WORK REQUIRED>
Each entry has to be reproduced in full, exactly as given.
++++ GIVEN INFORMATION
PR #516, opened 2016-09-02
[Python] When calling submit, allow users to specify the resource url for sws manually.

wmarshall484:
If the user does *not* specify the resource URL, then an attempt is made to invoke `st geturl`. If the geturl call fails, an error is raised.

### DIFF
--- a/com.ibm.streamsx.topology/opt/python/packages/streamsx/topology/context.py
+++ b/com.ibm.streamsx.topology/opt/python/packages/streamsx/topology/context.py
@@ -63,7 +63,6 @@ def submit(ctxtype, graph, config = None, username = None, password = None, reso
                 process = subprocess.Popen(['streamtool', 'geturl', '--api'],
                                            stdout=subprocess.PIPE, stderr=subprocess.STDOUT)
                 resource_url = process.stdout.readline().strip().decode('utf-8')
-                raise Exception("some exception in submit")
             except:
                 print_exception("Error getting SWS resource url ")               
                 raise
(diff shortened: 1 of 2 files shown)


com.ibm.streamsx.topology/opt/python/packages/streamsx/topology/context.py
```diff
@@ -31,7 +31,7 @@ def delete_json(fn):
 # SPL, the toolkit, the bundle and submits it to the relevant
 # environment
 #
-def submit(ctxtype, graph, config = None, username = None, password = None):
+def submit(ctxtype, graph, config = None, username = None, password = None, resource_url = None):
```
ddebrunner: Just wondering why we have specific arguments for username, password and resource_url rather than passing them as config items, since config is the configuration for the submission.

`resource_url` may be the wrong term, given that 'resource' has a specific meaning in IBM Streams (a host).

`streamtool man geturl` has this for `--api`

Specifies to print the URL for the REST API web server.

ddebrunner:
@wmarshall484 Why are these explicit parameters to submit and not config items? Just seems the submit call could get complex if every possible config item is also allowed to be a parameter to submit?

ddebrunner:
To resolve the submit parameters vs config.

The code can be clearer with the parameters, and Python supports optional parameters, thus we support an number of optional parameters on the submit. This set will grow, probably to around ten, e.g. instance, domain, etc. 

The same parameters would be accepted as config items, that's how they should be implemented, and in Java they would have to be config items (since Java does not support optional parameters as naturally as Python).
++++++++
REPLY TO THE EXERCISE>
PR #516, opened 2016-09-02
[Python] When calling submit, allow users to specify the resource url for sws manually.

wmarshall484:
If the user does *not* specify the resource URL, then an attempt is made to invoke `st geturl`. If the geturl call fails, an error is raised.

### DIFF
--- a/com.ibm.streamsx.topology/opt/python/packages/streamsx/topology/context.py
+++ b/com.ibm.streamsx.topology/opt/python/packages/streamsx/topology/context.py
@@ -63,7 +63,6 @@ def submit(ctxtype, graph, config = None, username = None, password = None, reso
                 process = subprocess.Popen(['streamtool', 'geturl', '--api'],
                                            stdout=subprocess.PIPE, stderr=subprocess.STDOUT)
                 resource_url = process.stdout.readline().strip().decode('utf-8')
-                raise Exception("some exception in submit")
             except:
                 print_exception("Error getting SWS resource url ")               
                 raise
(diff shortened: 1 of 2 files shown)


com.ibm.streamsx.topology/opt/python/packages/streamsx/topology/context.py
```diff
@@ -31,7 +31,7 @@ def delete_json(fn):
 # SPL, the toolkit, the bundle and submits it to the relevant
 # environment
 #
-def submit(ctxtype, graph, config = None, username = None, password = None):
+def submit(ctxtype, graph, config = None, username = None, password = None, resource_url = None):
```
ddebrunner: Just wondering why we have specific arguments for username, password and resource_url rather than passing them as config items, since config is the configuration for the submission.

`resource_url` may be the wrong term, given that 'resource' has a specific meaning in IBM Streams (a host).

`streamtool man geturl` has this for `--api`

Specifies to print the URL for the REST API web server.

ddebrunner:
@wmarshall484 Why are these explicit parameters to submit and not config items? Just seems the submit call could get complex if every possible config item is also allowed to be a parameter to submit?

ddebrunner:
To resolve the submit parameters vs config.

The code can be clearer with the parameters, and Python supports optional parameters, thus we support an number of optional parameters on the submit. This set will grow, probably to around ten, e.g. instance, domain, etc. 

The same parameters would be accepted as config items, that's how they should be implemented, and in Java they would have to be config items (since Java does not support optional parameters as naturally as Python).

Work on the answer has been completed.